Lorsque dix ans seront passés


“À première vue, un ancien maçon afghan de 46 ans, une étudiante cambodgienne de 16 ans et un jeune libanais de 11 ans, ne semblent pas avoir grand-chose en commun. Pourtant, tous trois ont été les victimes innocentes de mines terrestres. Tous trois souffrent de blessures terribles pour le restant de leur vie. Et tous trois paient le lourd tribut de conflits auxquels ils n’ont pas participé, ayant été blessés parfois des années ou même des décennies après la fin des combats.” (Comité international de la Croix Rouge)

Plusieurs dizaines de contrées sont encore infestées de mines antipersonnel, en Afrique, en Asie, en Amérique du Sud, où des centaines de millions de ces charges explosives ont été disséminées au cours des conflits qui ont ensanglanté le XXème siècle. Faut-il préciser que les mines terrestres sont les seules armes qui continuent à tuer après la fin des combats?

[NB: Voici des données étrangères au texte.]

PR #1343, opened 2021-03-02
Contentful/fix tests

dpinol:
## Description

Fix contentful tests:
*  The QA contentful space was reimported by mistake from an old export, which contained a different asset id. This PR changes an expectation to reflect the current asset id
*   ManageCms.updateFields test has been improved: Now we have individual tests for setting "", undefined and a non empty value. Now we finally set to undefined instead of "" to avoid that validator fails when it finds empty values. Not sure why the validator test didn't fail before. Maybe we had recently disabled English as the fallback of Spanish? Maybe

## Context

* Contentful behaves differently when a string field is set to "" or when set to undefined. "" is interpreted as enforcing empty text. Undefined is interpreted as the default value, which causes delivery to default to the fallback locale (if field is configured as i18nable). However, there's no way to make this distinction from the contentful.com console (where it's always interpreted as default to fallback locale) .

Improve ManageCms.updateFields readbility.

## Testing

- has integration tests

### DIFF
--- a/packages/botonic-plugin-contentful/src/cms/contents.ts
+++ b/packages/botonic-plugin-contentful/src/cms/contents.ts
@@ -1,6 +1,6 @@
 import * as time from '../time'
 import { shallowClone, Stringable } from '../util/objects'
-import { Callback, ContentCallback, TopContentId } from './callback'
+import { Callback, ContentCallback, ContentId, TopContentId } from './callback'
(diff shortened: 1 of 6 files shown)


vanbasten17 (approved):

elozano98 (approved):
LGTM :+1:

PR #1355, opened 2021-03-08
fix(react): update lastMessageUpdate consistently with Webchat Settings

vanbasten17:
## Description
* Update logic to be consistent when resending WebchatSettings.

Linked PR: https://github.com/metis-ai/hubtype-backend/pull/552

### DIFF
--- a/packages/botonic-react/src/webchat/webchat.jsx
+++ b/packages/botonic-react/src/webchat/webchat.jsx
@@ -581,6 +581,7 @@ export const Webchat = forwardRef((props, ref) => {
     updateWebchatSettings: settings => {
       const themeUpdates = normalizeWebchatSettings(settings)
       updateTheme(merge(webchatState.theme, themeUpdates), themeUpdates)
+      updateLastMessageDate(currentDateString())
     },
   }))
 


asastre (commented):
Since `WebchatSettings` is not a message by itself I don't know if it make sense to update the last message date. What do you think?

vanbasten17:
@asastre it's true that is not a message itself, but when resending unread messages from backend, the last message update date should be taken into account in order to not send additional WebchatSettings messages.

asastre (approved):

packages/botonic-react/src/webchat/webchat.jsx
```diff
@@ -581,6 +581,7 @@ export const Webchat = forwardRef((props, ref) => {
     updateWebchatSettings: settings => {
       const themeUpdates = normalizeWebchatSettings(settings)
       updateTheme(merge(webchatState.theme, themeUpdates), themeUpdates)
+      updateLastMessageDate(new Date())
```
dpinol, line 584: does this depend on #1360? there you're sending new Date().toISOString

dpinol (changes requested):

packages/botonic-react/src/webchat/webchat.jsx
vanbasten17: yes, it is related and it depends on it (but this one was created before). Changing this PR to draft

vanbasten17:
@asastre , you were right, there is no need to update the lastMessageDate. When doing the auth call, last message id will be the previous one just before the WebchatSettings in DB. So I'm closing this PR atm. It's a backend issue.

Malgré l’action des ONG, le carnage se prolonge. Chaque année, des milliers d’innocents sont gravement mutilés quand ils ne sont pas tués. “Je vais à la rizière, le soleil se lève sur l’horizon/ Je fredonne une chanson quand soudain…”. C’est CharlÉlie Couture qui souligne ainsi la cruauté du quotidien et rappelle l’insupportable vérité : “Entre les pierres et les roses/ Toutes les vingt minutes, une bombe explose” (Je suis miné, 2006). Nulle part l’impondérable n’est aussi barbare.

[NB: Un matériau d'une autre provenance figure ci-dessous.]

PR #1360, opened 2021-03-12
fix(core/react): retrieve agent messages after connection loss and HubtypeService refactor

vanbasten17:
## Description
* Solve issue regarding enduser not receiving some agent messages when connection was lost.

## Approach
* Moving onConnectionRegained logic within HubtypeService. Every time the event subcription_succeeded is received, we can asure that the auth call has been done. Hence, onConnectionRegained should be called at that point.
* Pusher headers are not refreshed automatically, only when `HubtypeService.init()` is called. So when the state of pusher is `connecting` we must be sure to update the corresponding headers.

Considerations:
* The first approach of destroying pusher and then initialize it again in `onConnectionRegained` breaks the capability of pusher to detect that the application has been reconnected.
* The process is the following:
Connecting --> update auth headers --> Connected --> Do auth call --> subscription:suceeded --> call logic when connection is regained

**References**:
* Authenticating users: https://pusher.com/docs/channels/server_api/authenticating-users
* Connection states: https://pusher.com/docs/channels/using_channels/connection#connection-states

Next steps:
* Randomly, one of the messages is duplicated in messagesComponents object, but not in messagesJSON (which is consistent). https://linear.app/hubtype/issue/BOT-295/investigate-duplicated-messages-randomly-when-connection-is-recovered

### DIFF
--- a/packages/botonic-core/src/hubtype-service.js
+++ b/packages/botonic-core/src/hubtype-service.js
@@ -71,9 +71,7 @@ export class HubtypeService {
       const cleanAndReject = msg => {
         // eslint-disable-next-line @typescript-eslint/no-use-before-define
         clearTimeout(connectTimeout)
-        this.pusher.connection.unbind()
-        this.channel.unbind()
-        this.pusher = null
+        this.destroyPusher()
         reject(msg)
       }
       const connectTimeout = setTimeout(
@@ -86,18 +84,17 @@ export class HubtypeService {
       })
       this.pusher.connection.bind('error', event => {
         if (event.type == 'WebSocketError') this.handleConnectionChange(false)
-        const errorMsg =
-          event.error && event.error.data
-            ? event.error.data.code || event.error.data.message
-            : 'Connection error'
-        cleanAndReject(`Pusher error (${errorMsg})`)
+        else {
+          const errorMsg =
+            event.error && event.error.data
+              ? event.error.data.code || event.error.data.message
+              : 'Connection error'
+          cleanAndReject(`Pusher error (${errorMsg})`)
+        }
       })
     })
     this.pusher.connection.bind('connected', () =>
       this.handleConnectionChange(true)
-    )
-    this.pusher.connection.bind('disconnected', () =>
-      this.handleConnectionChange(false)
     )
     this.pusher.connection.bind('unavailable', () =>
       this.handleConnectionChange(false)
@@ -149,7 +146,6 @@ export class HubtypeService {
       await this.init(user)
     } catch (e) {
       this.handleUnsentInput(message)
-      this.handleConnectionChange(false)
       return Promise.resolve()
     }
     try {
@@ -182,13 +178,14 @@ export class HubtypeService {
     this.pusher.disconnect()
     this.pusher.unsubscribe(this.pusherChannel)
     this.pusher.unbind_all()
+    this.pusher.channels = {}
     this.pusher = null
   }
 
   async onConnectionRegained() {
     this.destroyPusher()
-    this.init()
-    this.resendUnsentInputs()
+    await this.init()
+    await this.resendUnsentInputs()
   }
 
   async resendUnsentInputs() {
--- a/packages/botonic-core/src/hubtype-service.js
+++ b/packages/botonic-core/src/hubtype-service.js
@@ -151,28 +151,20 @@ export class HubtypeService {
     })
   }
 
-  // eslint-disable-next-line consistent-return
   async postMessage(user, message) {
     try {
       await this.init(user)
-    } catch (e) {
-      this.handleUnsentInput(message)
-      return Promise.resolve()
-    }
-    try {
-      return axios
-        .post(
-          `${_HUBTYPE_API_URL_}/v1/provider_accounts/webhooks/webchat/${this.appId}/`,
-          {
-            sender: this.user,
-            message: message,
-          }
-        )
-        .then(res => {
-          if (res && res.status === 200) this.handleSentInput(message)
-          return
-        })
-        .catch(e => this.handleUnsentInput(message))
+      await axios.post(
+        `${_HUBTYPE_API_URL_}/v1/provider_accounts/webhooks/webchat/${this.appId}/`,
+        {
+          sender: this.user,
+          message: message,
+        },
+        {
+          validateStatus: status => status === 200,
+        }
+      )
+      this.handleSentInput(message)
     } catch (e) {
       this.handleUnsentInput(message)
     }
--- a/packages/botonic-core/src/hubtype-service.js
+++ b/packages/botonic-core/src/hubtype-service.js
@@ -19,6 +19,10 @@ const _HUBTYPE_API_URL_ = getWebpackEnvVar(
 const ACTIVITY_TIMEOUT = 20 * 1000 // https://pusher.com/docs/channels/using_channels/connection#activitytimeout-integer-
 const PONG_TIMEOUT = 5 * 1000 // https://pusher.com/docs/channels/using_channels/connection#pongtimeout-integer-
 export class HubtypeService {
+  user
+  lastMessageId
+  lastMessageUpdateDate
+
   constructor({
     appId,
     user,
@@ -175,6 +179,20 @@ export class HubtypeService {
     return axios.get(
       `${_HUBTYPE_API_URL_}/v1/provider_accounts/${appId}/visibility/`
     )
+  }
+
+  destroyPusher() {
+    if (!this.pusher) return
+    this.pusher.disconnect()
+    this.pusher.unsubscribe(this.pusherChannel)
+    this.pusher.unbind_all()
+    this.pusher = null
+  }
+
+  async onConnectionRegained() {
+    this.destroyPusher()
+    this.init()
+    this.resendUnsentInputs()
   }
 
   async resendUnsentInputs() {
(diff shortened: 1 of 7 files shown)


packages/botonic-core/src/hubtype-service.js
```diff
@@ -146,6 +150,20 @@ export class HubtypeService {
...
 
+  destroyPusher() {
+    if (!this.pusher) return
+    this.pusher.disconnect()
+    this.pusher.unsubscribe(this.pusherChannel)
+    this.pusher.unbind_all()
+    this.pusher = null
+  }
+
+  async onConnectionRegained() {
```
dpinol, line 161: :100:

packages/botonic-react/src/webchat/webchat.jsx
```diff
@@ -524,7 +524,7 @@ export const Webchat = forwardRef((props, ref) => {
     if (isMedia(input)) input.data = await readDataURL(input.data)
     sendUserInput(input)
     updateLatestInput(input)
-    updateLastMessageDate(new Date())
+    isOnline && updateLastMessageDate(new Date().toISOString())
```
dpinol, line 527: do we need to add updateLastMessageDate to somewhere in index.d.ts?

dpinol (changes requested):
can fix the type of  WebchatState.lastMessageUpdate in webchat/index.d.ts? now it's undefined

packages/botonic-react/src/webchat/webchat.jsx
```diff
@@ -550,7 +550,7 @@ export const Webchat = forwardRef((props, ref) => {
         updateHandoff(handoff)
       }
       if (lastRoutePath) updateLastRoutePath(lastRoutePath)
-      updateLastMessageDate(new Date())
+      isOnline && updateLastMessageDate(new Date().toISOString())
```
dpinol, line 553: where is WebchatState.lastMessageUpdate? only by the bot?
Would it be possible to store the Date instead of the string? or would we have issues with browser state?

asastre (approved):
:clap: :clap:

packages/botonic-core/src/hubtype-service.js
```diff
@@ -19,6 +19,10 @@ const _HUBTYPE_API_URL_ = getWebpackEnvVar(
 const ACTIVITY_TIMEOUT = 20 * 1000 // https://pusher.com/docs/channels/using_channels/connection#activitytimeout-integer-
 const PONG_TIMEOUT = 5 * 1000 // https://pusher.com/docs/channels/using_channels/connection#pongtimeout-integer-
 export class HubtypeService {
+  user
```
dpinol, line 22: afaik this is not a common idiom in js. Like in python, IDEs (and developers) understand the idiom of using as class fields those assigned in the constructor. If we migrate ever migrate to typescript, we'll see then what's the best way to declare the fields here.

packages/botonic-core/src/hubtype-service.js
```diff
@@ -177,6 +181,20 @@ export class HubtypeService {
     )
   }
 
+  destroyPusher() {
+    if (!this.pusher) return
```
dpinol, line 185: shouldn't we call destroyPusher from cleanAndReject in line 75?

dpinol (changes requested):

packages/botonic-core/src/hubtype-service.js
vanbasten17: cool, removing it 👍

packages/botonic-react/src/webchat-app.jsx
```diff
@@ -109,24 +109,32 @@ export class WebchatApp {
...
+          unsentInputs: () =>
+            this.webchatRef.current
+              .getMessages()
+              .filter(msg => msg.ack === 0 && msg.unsentInput),
+        })
+      }
+    } else {
+      this.hubtypeService.lastMessageId = lastMessageId
+      this.hubtypeService.lastMessageUpdateDate = lastMessageUpdateDate
+      this.hubtypeService.user = user
```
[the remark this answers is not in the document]
vanbasten17: maybe not, as user should be preserved, removing this one 👍 , good catch

packages/botonic-react/src/webchat/webchat.jsx
vanbasten17: storing Date may cause issues in localStorage, it's better to store a stringified iso version of the timestamp

packages/botonic-core/src/hubtype-service.js
vanbasten17: calling it now

packages/botonic-react/src/webchat/webchat.jsx
vanbasten17: added 👍

packages/botonic-core/src/hubtype-service.js
```diff
@@ -149,7 +146,6 @@ export class HubtypeService {
       await this.init(user)
     } catch (e) {
       this.handleUnsentInput(message)
```
dpinol, line 159: * we discussed this in the past. any reason for postMessage function having 2 try/catch?
* Remove return Promise.resolve() and //eslint-disable-next-line consistent-return
* convert axios .then.catch to await to simplify code
* You will then only need 1 this.handleUnsentInput calls instead of 3

dpinol (changes requested):

packages/botonic-core/src/hubtype-service.js
vanbasten17: solved, I think you will like this refactor :)

packages/botonic-react/src/components/message.jsx
```diff
@@ -121,13 +121,10 @@ export const Message = props => {
...
-    if (isDev) ack = 1
-    else {
-      if (props.ack !== undefined) ack = props.ack
-      else ack = isFromUser ? 0 : 1
-    }
-    return ack
+    if (isDev) return 1
+    if (!isFromUser) return 1
+    if (props.ack !== undefined) return props.ack
+    return 0
```
ericmarcos, line 127: Thank you =)

packages/botonic-react/src/webchat/messages-reducer.js
```diff
@@ -14,7 +14,10 @@ export const messagesReducer = (state, action) => {
     case ADD_MESSAGE_COMPONENT:
       return {
         ...state,
-        messagesComponents: [...state.messagesComponents, action.payload],
+        messagesComponents: [
+          ...(state.messagesComponents || []),
+          action.payload,
+        ],
```
ericmarcos, line 20: Why the message ID duplicate check is not included in this PR?

ericmarcos (approved):
Nice work!

packages/botonic-react/src/webchat/messages-reducer.js
vanbasten17: I tried to added it here, but the logic we added was not working correctly. I prefer to close this PR which is getting large and keep investigating this issue aside in another PR (I added a task for it).

vanbasten17: added 👍

packages/botonic-react/src/webchat/webchat.jsx
```diff
@@ -524,7 +521,7 @@ export const Webchat = forwardRef((props, ref) => {
     if (isMedia(input)) input.data = await readDataURL(input.data)
     sendUserInput(input)
     updateLatestInput(input)
-    updateLastMessageDate(new Date())
+    isOnline() && updateLastMessageDate(new Date().toISOString())
```
marcpdw, line 524: nit: `const currentDateString = () => new Date().toISOString()`

packages/botonic-react/src/webchat/messages-reducer.js
```diff
@@ -7,14 +7,30 @@ import {
...
+          m => getMsgComponentId(m) === action.payload.id
+        )
+      )
+        return state
       return {
         ...state,
-        messagesComponents: [...state.messagesComponents, action.payload],
+        messagesComponents: [
+          ...(state.messagesComponents || []),
+          action.payload,
```
marcpdw, line 32: Any risk for this to be `null | undefined` and have a parasite within this new array?

packages/botonic-react/src/webchat-app.jsx
```diff
@@ -111,25 +111,32 @@ export class WebchatApp {
...
-        unsentInputs: () =>
-          this.webchatRef.current
-            .getMessages()
-            .filter(msg => msg.ack === 0 && msg.unsentInput),
-        server: this.server,
-      })
+    const lastMessage = messagesJSON[messagesJSON.length - 1]
+    const lastMessageId = lastMessage && lastMessage.id
+    const lastMessageUpdateDate = this.getLastMessageUpdate()
+    if (!this.hubtypeService) {
```
marcpdw, line 122: nit: this might seem very picky, but it improves the readability. I'd start with the simple case and add the other condition altogether next:

```
if (this.hubtypeService) {
   ...
} else if (!this.hubtypeService && user) {
   ...
}
```

marcpdw (approved):
It looks good overall, but have a look to one of my comments to be sure we can't have a potential bug there

packages/botonic-react/src/webchat-app.jsx
vanbasten17: cool! 😎

packages/botonic-react/src/webchat/webchat.jsx
vanbasten17: added 👍

packages/botonic-react/src/webchat/messages-reducer.js
vanbasten17: not needed at all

En 2006, les mines antipersonnel auraient explosé 5 750 vies. 34% des victimes sont des enfants, enfants-soldats pour nombre d’entre eux… “Déchiqu’tés aux champs de mines/ […] Pour les idées de leurs pères” (Morts les enfants) fulminait Renaud en 1985, tandis qu’Yves Duteil dénonçait le scandale de ce massacre: “Quel testament, quelle évangile/ Quelle main aveugle et imbécile/ Peut condamner tant d’innocence/ À tant de larmes et de souffrance?” (Pour les enfants du monde entier, 1987).
Le 3 décembre 1997 a été signée la Convention d’Ottawa sur l’interdiction des mines antipersonnel. Ratifié par 133 nations, cet accord international n’est entré en vigueur qu’en mars 1999. Cependant ne nions pas les progrès accomplis : cinquante-et-un pays produisaient des mines en 1999, ils ne sont plus que treize aujourd’hui, dont la Chine, l’Inde, l’Iran, la Russie et les États-Unis. Seize recourraient aux mines, ils ne sont plus que deux à l’admettre : la Birmanie et la Russie. Mais 176 millions de mines susceptibles d’être utilisées sont encore stockées dans le monde, dont 110 millions rien qu’en Chine.

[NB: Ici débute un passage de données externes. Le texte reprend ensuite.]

PR #1370, opened 2021-03-15
feat(core): improvements in HubtypeService

dpinol:
Depends on #1360 
## Description
* Throw an exception when webchat has lost user or appId from session.
* Small HubtypeService refactor to simplify the code
* HubtypeService.init() to fail when user or appId are missing 
* Simple test for HubtypeService

## Context

So far we we were skipping silently.  and it took to long to diagnose it

Cleanup code, reject the Promise when there are issues
Added unit tests for happy and sad paths of init methos. 

## Testing

- has unit tests

### DIFF
--- a/packages/botonic-core/src/hubtype-service.js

Les États signataires (ils sont 156 aujourd’hui) ont assaini 6 pays, désamorçant 42 millions d’engins. Mais il en reste trois fois plus à éradiquer ! Et ce nettoyage coûte cher… La fabrication d’une mine antipersonnel vaut deux euros, mais son élimination avoisine les 200. Pour récolter des fonds et répondre aux besoins des centaines de milliers de victimes, différentes personnalités, Alpha Blondy, Lady Diana, Paul McCartney notamment, ont voulu s’engager depuis des années. En Europe francophone, la chanteuse Axelle Red, ambassadrice de l’Unicef, s’est penchée sur ce fléau (Voilà tout c’qu’on peut faire, 2002), en dédiant au plus inconscient des bourreaux une véhémente supplique : “USA enlève tes mines”; avant qu’Enzo Enzo ne raconte, sur des paroles d’Allain Leprest, l’histoire poignante d’une jeune tzigane qui, assise près d’un feu de camp, le regard plongé dans les flammes, revit son rêve brisé par le mauvais sort tandis qu’« un accord de violon picore/ La jambe qui lui danse encore/ Sur les braises et sur les brindilles ». Car elle rêvait d’être danseuse, la petite fille… Et l’interprète de conclure : « Y a pas une étoile au Bolchoï/ Qui lui arrive à la cheville/ À la p’tite fille… avec une canne » (La petite fille, 2004).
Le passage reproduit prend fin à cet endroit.